**Directions**
Answer with the exact lines of the following material from the one containing "New APL conditions" through the one containing "I wonder what", both end lines included.

╭─ Source data

PR #5234, opened 2025-08-26
New APL conditions - active_enemies.contains and active_enemies.cast

davidmann4:
active_enemies.contains  -> checks if a specific add is in combat with us
active_enemies.cast -> checks if one of them casts a specifc spellid

I was talking with a friend and he had the idea to make an APL that holds back tank defensives when you fight with dangerous adds and recommends them when the cast is running. 

I wonder what @johnnylam88 thinks about this because you are into custom Tank APL 

I really liked the idea so i made a small patch that adds them to hekili so we can work on it.

Currently I would like to test how it feels to play, I could imagine a Settings tab in the future where you can add "dangerous adds" and "tankbuster spells" so we can also just do apls with "active_enemies.tank_buster_cast" and "active_enemies.can_cast_tank_buster"


syrifgit:
TBH, I feel like this gets filed under "know what you're fighting and toggle defensives off if they aren't needed", the same logic we apply to offensive cooldowns. That's why the toggle system exists. Or using seasonal dungeon pack weakauras and turning your defensives off.

This adds a lot of extra computing as well, if I am reading it correctly, because you're also scanning and storing units casting info instead of just your target. And an entire extra settings menu.

davidmann4:
Exactly! You can currently disable and enable the Hekili toggles; I do it exactly like this. That's also what I talked to my friend about on Discord. We looked at a seasonal weakaura (like you mentioned), which we both use, and came up with the idea that Hekili could do the same thing if we added these two new conditions. This would be great for players as you would always have CDs ready for tankbusters. In our opinion, this would add huge value to the Addon for tanks if they use an apl with this checks. 

It adds no value or compute to the SIMC based Profiles, since it is obviously not used there. 

Pros
* perfect for tanks - you use your defensive cds against tankbusters like you should
* this way you dont have to toggle anything

Cons
* Your CPU has todo more work if you use the condition (and there is room for improvment aswell, eg: time based cache)
* Addon has more code
* Still needs a third party APL that actually checks for the conditions to even be usable

Hekili:
This is interesting and requires some thought.  It's likely that it could be event-driven rather than requiring pulsing in terms of CPU usage, but it also doesn't strike me as that inefficient.

The biggest concern that I have is it creeps into an area I've considered out of scope for this addon, which is handling fight choreography.

PR #5237, opened 2025-08-27
Handle Voidbinding CDR

Hekili:
So, this is annoying to test but the Voidbinding CDR buff in M+ can cause priority failures for extremely time-sensitive specializations.

If an ability's remaining cooldown is longer than the remaining time on Voidbinding, then when Voidbinding expires, the leftover time will snap back to the normal rate and move farther out.

Example:
 * Summon Demonic Tyrant has 45s remaining.
 * Voidbinding is applied for 30s causing cooldowns to recover 30% faster.  For every actual second that passes, 1.3s of cooldown time is recovered.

╰─

**Answer to this problem**
New APL conditions - active_enemies.contains and active_enemies.cast

davidmann4:
active_enemies.contains  -> checks if a specific add is in combat with us
active_enemies.cast -> checks if one of them casts a specifc spellid

I was talking with a friend and he had the idea to make an APL that holds back tank defensives when you fight with dangerous adds and recommends them when the cast is running. 

I wonder what @johnnylam88 thinks about this because you are into custom Tank APL 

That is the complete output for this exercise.